Set down each entry from the block beneath, exactly as written.

Dataset records
--- START ---

PR #2884, opened 2022-03-30
Update semantic metadata of group members when groups are added/removed

### LINKED ISSUE #2106: Mixing gui and files for semantic model does not work
Defining the semantic model partly in the gui and partly in item-files breaks after restarting openhab.

Steps to reproduce:

- Add a location group "test" in the gui.
- Add a point in an item-file:
`Number test_item "Test Item" <temperature> (test) ["Measurement", "Temperature"]`

At first the Test Item is shown as child in the semantic model but after a restart of openhab it is moved to the root level.
See also [here](https://community.openhab.org/t/mixing-gui-and-files-for-semantic-model/112952/10)

### LINKED ISSUE #2117: Items from .items files are outside the desired location in the Model tree view after reboot
*@LCN-User commented on Dec 31, 2020, 3:54 PM UTC:*

## The problem

The Item in the .items file (The group "gBadezimmerUnten" inserts the item in the desired location):
[Screenshot 2020-12-31-item](https://user-images.githubusercontent.com/76812252/103415934-a7ec9c80-4b84-11eb-81c9-e62a2deaba9c.jpg)

The Model in the Main UI looks good:
[Screenshot 2020-12-31-Model-tree-view1](https://user-images.githubusercontent.com/76812252/103415982-ceaad300-4b84-11eb-9338-6ac68a68d327.jpg)

After reboot the RaspberryPi the item is outside the house in the Model tree view:
[Screenshot 2020-12-31-Model-tree-view2](https://user-images.githubusercontent.com/76812252/103416229-0ebe8580-4b86-11eb-8ded-a98b51ceabc1.jpg)

Now I delete "gBadezimmerUnten" in the .items file and save the file. After that I (re-)add the deleted group and all is fine, untill the next reboot.

## Expected behavior

see above

## Steps to reproduce

see above

## Your environment

Raspberry Pi 4B, 4GB, Rev. 1.2
Openhabian 3.0.0 release, fresh installed on a new 64 GB SD-card
.items, .sitemaps files copied from the old openhab 2.5 installation
LCN-Binding

## Additional information

*This issue was moved by [ghys](https://github.com/ghys) from [openhab/openhab-webui#736](https://github.com/openhab/openhab-webui/issues/736).*

wborn:
This fixes the issue that the semantic metadata is incorrect when defining group member items in files and their groups in the UI.

Fixes #2106
Fixes #2117

### DIFF
--- a/bundles/org.openhab.core.semantics/src/main/java/org/openhab/core/semantics/internal/SemanticsMetadataProvider.java
+++ b/bundles/org.openhab.core.semantics/src/main/java/org/openhab/core/semantics/internal/SemanticsMetadataProvider.java
@@ -82,10 +82,10 @@ public class SemanticsMetadataProvider extends AbstractProvider<Metadata>
     @Activate
     protected void activate() {
         initRelations();
-        itemRegistry.addRegistryChangeListener(this);
         for (Item item : itemRegistry.getAll()) {
             processItem(item);
         }
+        itemRegistry.addRegistryChangeListener(this);
     }
 
     @Deactivate
--- a/bundles/org.openhab.core.semantics/src/main/java/org/openhab/core/semantics/internal/SemanticsMetadataProvider.java
+++ b/bundles/org.openhab.core.semantics/src/main/java/org/openhab/core/semantics/internal/SemanticsMetadataProvider.java
@@ -82,10 +82,10 @@ public class SemanticsMetadataProvider extends AbstractProvider<Metadata>
     @Activate
     protected void activate() {
         initRelations();
+        itemRegistry.addRegistryChangeListener(this);
         for (Item item : itemRegistry.getAll()) {
             processItem(item);
         }
-        itemRegistry.addRegistryChangeListener(this);
     }
 
     @Deactivate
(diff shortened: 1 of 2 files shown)


wborn:
Maybe you have some time to review this small bugfix so it makes it into the next milestone @openhab/core-maintainers?

bundles/org.openhab.core.semantics/src/main/java/org/openhab/core/semantics/internal/SemanticsMetadataProvider.java
```diff
@@ -82,10 +82,10 @@ public SemanticsMetadataProvider(final @Reference ItemRegistry itemRegistry) {
     @Activate
     protected void activate() {
         initRelations();
+        itemRegistry.addRegistryChangeListener(this);
```
kaikreuzer, line 85: Is moving this line up here really needed? Listening to changes should happen only after the initial item set is processed and it should be made sure that those calls only come in once the service is activated.

wborn: I moved it because without this change there is a chance that it will not receive changes when the thread gets suspended while processing all the items.

kaikreuzer: Iirc, we are using this pattern at many places.
To be really clean, we should then have a marker that the component is not yet activated and queue the listener changes to have them processed at a later moment. Because otherwise, it could also happen that you process a change before the activate method processed its older state. That would make the overall code pretty complex, though.

wborn: I've moved it back. Let's fix this when it really becomes an issue. :wink:

kaikreuzer (approved):
Many thanks!

PR #2886, opened 2022-03-31
Fix ScriptEngine not removed if created by ScriptAction

### LINKED ISSUE #2885: Script engines created in UI rules are never removed from the ScriptEngineManager
UI created rules using a script action create a script engine with a randomly created UUID as identifier. This is part of the `AbstractScriptModuleHandler`. In its `dispose()` method the script engine is removed from the `ScriptEngineManager`:

https://github.com/openhab/openhab-core/blob/738149d44b79333cf6fc4e6cd21bb4407e1f84ee/bundles/org.openhab.core.automation.module.script/src/main/java/org/openhab/core/automation/module/script/internal/handler/AbstractScriptModuleHandler.java#L82-L85

The `ScriptActionHandler` overrides `dispose()`

https://github.com/openhab/openhab-core/blob/9bf181bf0a4d6f86bfbd185f93e474dcfd17df98/bundles/org.openhab.core.automation.module.script/src/main/java/org/openhab/core/automation/module/script/internal/handler/ScriptActionHandler.java#L51-L53

and because of that the `dispose` method of the `AbstractScriptModuleHandler` is never called.The engine created for this module is therefore not removed from the `ScriptEngineManager` when the module is removed and the `ScriptExtensionProvider`s are never notified of the script's disposal (because that happens when the script engine is removed).

This could lead to memleaks, because the created script engine is still stored in the `ScriptEngineManagerImpl` internally but can no longer be used (because the UUID is random and lost). Also `ScriptExtensionProvider`s that track access by script may run into trouble.

J-N-K:
Fixes #2885 

### DIFF
--- a/bundles/org.openhab.core.automation.module.script/src/main/java/org/openhab/core/automation/module/script/internal/handler/ScriptActionHandler.java
+++ b/bundles/org.openhab.core.automation.module.script/src/main/java/org/openhab/core/automation/module/script/internal/handler/ScriptActionHandler.java
@@ -41,15 +41,11 @@ public class ScriptActionHandler extends AbstractScriptModuleHandler<Action> imp
     /**
      * constructs a new ScriptActionHandler
      *
-     * @param module
-     * @param ruleUid the UID of the rule this handler is used for
+     * @param module the module
+     * @param ruleUID the UID of the rule this handler is used for
      */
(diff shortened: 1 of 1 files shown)


wborn (approved):
Thanks for the fix!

--- END ---

Response
PR #2884, opened 2022-03-30
Update semantic metadata of group members when groups are added/removed

### LINKED ISSUE #2106: Mixing gui and files for semantic model does not work
Defining the semantic model partly in the gui and partly in item-files breaks after restarting openhab.

Steps to reproduce:

- Add a location group "test" in the gui.
- Add a point in an item-file:
`Number test_item "Test Item" <temperature> (test) ["Measurement", "Temperature"]`

At first the Test Item is shown as child in the semantic model but after a restart of openhab it is moved to the root level.
See also [here](https://community.openhab.org/t/mixing-gui-and-files-for-semantic-model/112952/10)

### LINKED ISSUE #2117: Items from .items files are outside the desired location in the Model tree view after reboot
*@LCN-User commented on Dec 31, 2020, 3:54 PM UTC:*

## The problem

The Item in the .items file (The group "gBadezimmerUnten" inserts the item in the desired location):
[Screenshot 2020-12-31-item](https://user-images.githubusercontent.com/76812252/103415934-a7ec9c80-4b84-11eb-81c9-e62a2deaba9c.jpg)

The Model in the Main UI looks good:
[Screenshot 2020-12-31-Model-tree-view1](https://user-images.githubusercontent.com/76812252/103415982-ceaad300-4b84-11eb-9338-6ac68a68d327.jpg)

After reboot the RaspberryPi the item is outside the house in the Model tree view:
[Screenshot 2020-12-31-Model-tree-view2](https://user-images.githubusercontent.com/76812252/103416229-0ebe8580-4b86-11eb-8ded-a98b51ceabc1.jpg)

Now I delete "gBadezimmerUnten" in the .items file and save the file. After that I (re-)add the deleted group and all is fine, untill the next reboot.

## Expected behavior

see above

## Steps to reproduce

see above

## Your environment

Raspberry Pi 4B, 4GB, Rev. 1.2
Openhabian 3.0.0 release, fresh installed on a new 64 GB SD-card
.items, .sitemaps files copied from the old openhab 2.5 installation
LCN-Binding

## Additional information

*This issue was moved by [ghys](https://github.com/ghys) from [openhab/openhab-webui#736](https://github.com/openhab/openhab-webui/issues/736).*

wborn:
This fixes the issue that the semantic metadata is incorrect when defining group member items in files and their groups in the UI.

Fixes #2106
Fixes #2117

### DIFF
--- a/bundles/org.openhab.core.semantics/src/main/java/org/openhab/core/semantics/internal/SemanticsMetadataProvider.java
+++ b/bundles/org.openhab.core.semantics/src/main/java/org/openhab/core/semantics/internal/SemanticsMetadataProvider.java
@@ -82,10 +82,10 @@ public class SemanticsMetadataProvider extends AbstractProvider<Metadata>
     @Activate
     protected void activate() {
         initRelations();
-        itemRegistry.addRegistryChangeListener(this);
         for (Item item : itemRegistry.getAll()) {
             processItem(item);
         }
+        itemRegistry.addRegistryChangeListener(this);
     }
 
     @Deactivate
--- a/bundles/org.openhab.core.semantics/src/main/java/org/openhab/core/semantics/internal/SemanticsMetadataProvider.java
+++ b/bundles/org.openhab.core.semantics/src/main/java/org/openhab/core/semantics/internal/SemanticsMetadataProvider.java
@@ -82,10 +82,10 @@ public class SemanticsMetadataProvider extends AbstractProvider<Metadata>
     @Activate
     protected void activate() {
         initRelations();
+        itemRegistry.addRegistryChangeListener(this);
         for (Item item : itemRegistry.getAll()) {
             processItem(item);
         }
-        itemRegistry.addRegistryChangeListener(this);
     }
 
     @Deactivate
(diff shortened: 1 of 2 files shown)


wborn:
Maybe you have some time to review this small bugfix so it makes it into the next milestone @openhab/core-maintainers?

bundles/org.openhab.core.semantics/src/main/java/org/openhab/core/semantics/internal/SemanticsMetadataProvider.java
```diff
@@ -82,10 +82,10 @@ public SemanticsMetadataProvider(final @Reference ItemRegistry itemRegistry) {
     @Activate
     protected void activate() {
         initRelations();
+        itemRegistry.addRegistryChangeListener(this);
```
kaikreuzer, line 85: Is moving this line up here really needed? Listening to changes should happen only after the initial item set is processed and it should be made sure that those calls only come in once the service is activated.

wborn: I moved it because without this change there is a chance that it will not receive changes when the thread gets suspended while processing all the items.

kaikreuzer: Iirc, we are using this pattern at many places.
To be really clean, we should then have a marker that the component is not yet activated and queue the listener changes to have them processed at a later moment. Because otherwise, it could also happen that you process a change before the activate method processed its older state. That would make the overall code pretty complex, though.

wborn: I've moved it back. Let's fix this when it really becomes an issue. :wink:

kaikreuzer (approved):
Many thanks!

PR #2886, opened 2022-03-31
Fix ScriptEngine not removed if created by ScriptAction

### LINKED ISSUE #2885: Script engines created in UI rules are never removed from the ScriptEngineManager
UI created rules using a script action create a script engine with a randomly created UUID as identifier. This is part of the `AbstractScriptModuleHandler`. In its `dispose()` method the script engine is removed from the `ScriptEngineManager`:

https://github.com/openhab/openhab-core/blob/738149d44b79333cf6fc4e6cd21bb4407e1f84ee/bundles/org.openhab.core.automation.module.script/src/main/java/org/openhab/core/automation/module/script/internal/handler/AbstractScriptModuleHandler.java#L82-L85

The `ScriptActionHandler` overrides `dispose()`

https://github.com/openhab/openhab-core/blob/9bf181bf0a4d6f86bfbd185f93e474dcfd17df98/bundles/org.openhab.core.automation.module.script/src/main/java/org/openhab/core/automation/module/script/internal/handler/ScriptActionHandler.java#L51-L53

and because of that the `dispose` method of the `AbstractScriptModuleHandler` is never called.The engine created for this module is therefore not removed from the `ScriptEngineManager` when the module is removed and the `ScriptExtensionProvider`s are never notified of the script's disposal (because that happens when the script engine is removed).

This could lead to memleaks, because the created script engine is still stored in the `ScriptEngineManagerImpl` internally but can no longer be used (because the UUID is random and lost). Also `ScriptExtensionProvider`s that track access by script may run into trouble.

J-N-K:
Fixes #2885 

### DIFF
--- a/bundles/org.openhab.core.automation.module.script/src/main/java/org/openhab/core/automation/module/script/internal/handler/ScriptActionHandler.java
+++ b/bundles/org.openhab.core.automation.module.script/src/main/java/org/openhab/core/automation/module/script/internal/handler/ScriptActionHandler.java
@@ -41,15 +41,11 @@ public class ScriptActionHandler extends AbstractScriptModuleHandler<Action> imp
     /**
      * constructs a new ScriptActionHandler
      *
-     * @param module
-     * @param ruleUid the UID of the rule this handler is used for
+     * @param module the module
+     * @param ruleUID the UID of the rule this handler is used for
      */
(diff shortened: 1 of 1 files shown)


wborn (approved):
Thanks for the fix!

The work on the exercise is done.